In the lines below, find the one that contains "[codex] fix MCP" and write it out exactly, along with every line that follows it.

--- Dataset content ---
################
PR #4372, opened 2026-06-16
[codex] fix MCP malformed progress notifications

### LINKED ISSUE #4052: MCP notifications/progress rejected as invalid literal in v0.2.0
## Bug Description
################
--- Result below ---
[codex] fix MCP malformed progress notifications

### LINKED ISSUE #4052: MCP notifications/progress rejected as invalid literal in v0.2.0
## Bug Description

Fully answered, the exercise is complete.